Byelashov O A, Simpson C A, Geornaras I, Kendall P A, Scanga J A, Sofos J N

机构信息

Center for Meat Safety & Quality and Food Safety Cluster, Department of Animal Sciences, Colorado State University, Fort Collins, CO 80523, USA.

出版信息

J Food Sci. 2008 Nov;73(9):M430-7. doi: 10.1111/j.1750-3841.2008.00959.x.

Abstract

This study evaluated the fate of inoculated Listeria monocytogenes on frankfurters stored under conditions simulating those that may be encountered between manufacturing and consumption. Frankfurters with or without 1.5% potassium lactate and 0.1% sodium diacetate (PL/SD) were inoculated (1.8 +/- 0.1 log CFU/cm(2)) with a 10-strain composite of L. monocytogenes, vacuum-packaged, and stored under conditions simulating predistribution storage (24 h, 4 degrees C), temperature abuse during transportation (7 h, 7 degrees C followed by 7 h, 12 degrees C), and storage before purchase (60 d, 4 degrees C; SBP). At 0, 20, 40, and 60 d of SBP, samples were exposed to conditions simulating delivery from stores to homes or food establishments (3 h, 23 degrees C), and then opened or held vacuum-packaged at 4 or 7 degrees C for 14 d (SHF). Pathogen counts remained relatively constant on frankfurters with PL/SD regardless of product age and storage conditions; however, they increased on product without antimicrobials.

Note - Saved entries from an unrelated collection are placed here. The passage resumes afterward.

PR #2061, opened 2020-09-29
fix(dotnet): abundant nullability warnings in generated code

RomainMuller:
The generated code had a number of quirks related to nullability
annotations (`?` and `!`) that resulted in sometimes abundant warnings
emitted during the compilation of the generated code. This makes the
necessary changes to correctly reflect that method arguments can be
`null` in the `DeptyBase` methods; and adds the necessary `?` and `!`
where they were previously missing.

This results in much fewer compilation warnings being emitted while
compiling `jsii-calc` and dependencies (the remaining warnings are
actually "legitimate" in the sense that they are the result of
us/users making questionable naming choices).

---

### DIFF
--- a/packages/@jsii/dotnet-runtime/src/Amazon.JSII.Runtime/Deputy/DeputyBase.cs
+++ b/packages/@jsii/dotnet-runtime/src/Amazon.JSII.Runtime/Deputy/DeputyBase.cs
@@ -23,12 +23,12 @@ namespace Amazon.JSII.Runtime.Deputy
         /// </summary>
         protected sealed class DeputyProps
         {
-            public DeputyProps(object[]? arguments = null)
+            public DeputyProps(object?[]? arguments = null)
             {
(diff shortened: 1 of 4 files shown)


packages/@jsii/dotnet-runtime/src/Amazon.JSII.Runtime/Deputy/DeputyBase.cs
```diff
@@ -23,12 +23,12 @@ public abstract class DeputyBase : IConvertible
         /// </summary>
         protected sealed class DeputyProps
         {
-            public DeputyProps(object[]? arguments = null)
+            public DeputyProps(object?[]? arguments = null)
```
rix0rrr, line 26: This reads like 🤢  to me but I guess this is what we have to do...?

rix0rrr (approved):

In vacuum-packaged samples, during SHF at 4 degrees C, the pathogen grew faster (P < 0.05) on older product (20 d of SBP) compared to product that was fresh (0 d of SBP); a similar trend was observed in opened packages. At 7 degrees C, the fastest growth (0.35 +/- 0.02 log CFU/cm(2)/d) was observed on fresh product in opened packages; in vacuum-packages, growth rates on fresh and aged products were similar. By day 40 of SBP the pathogen reached high numbers and increased slowly or remained unchanged during SHF. This information may be valuable in L. monocytogenes risk assessments and in development of guidelines for storage of frankfurters between package opening and product consumption.

摘要

本研究评估了接种的单核细胞增生李斯特菌在法兰克福香肠上的存活情况,这些香肠储存在模拟生产和消费之间可能遇到的条件下。将添加或不添加1.5%乳酸钾和0.1%双乙酸钠(PL/SD)的法兰克福香肠接种(1.8±0.1 log CFU/cm²)单核细胞增生李斯特菌的10菌株混合物,真空包装,并储存在模拟预分发储存(24小时,4℃)、运输过程中的温度滥用(7小时,7℃,随后7小时,12℃)以及购买前储存(60天,4℃;SBP)的条件下。在SBP的0、20、40和60天,将样品暴露于模拟从商店运送到家庭或食品企业的条件下(3小时,23℃),然后打开或真空包装在4℃或7℃下保存14天(SHF)。无论产品储存时间和条件如何,含有PL/SD的法兰克福香肠上的病原体数量保持相对稳定;然而,不含抗菌剂的产品上的病原体数量增加。在真空包装的样品中,在4℃的SHF期间,与新鲜产品(SBP 0天)相比,较老产品(SBP 20天)上的病原体生长更快(P<0.05);在打开包装的产品中也观察到类似趋势。在7℃下,打开包装的新鲜产品上观察到最快的生长速度(0.35±0.02 log CFU/cm²/天);在真空包装中,新鲜和陈旧产品的生长速度相似。到SBP第40天时,病原体数量达到很高水平,并且在SHF期间增长缓慢或保持不变。这些信息对于单核细胞增生李斯特菌风险评估以及制定法兰克福香肠在打开包装和产品消费之间的储存指南可能具有重要价值。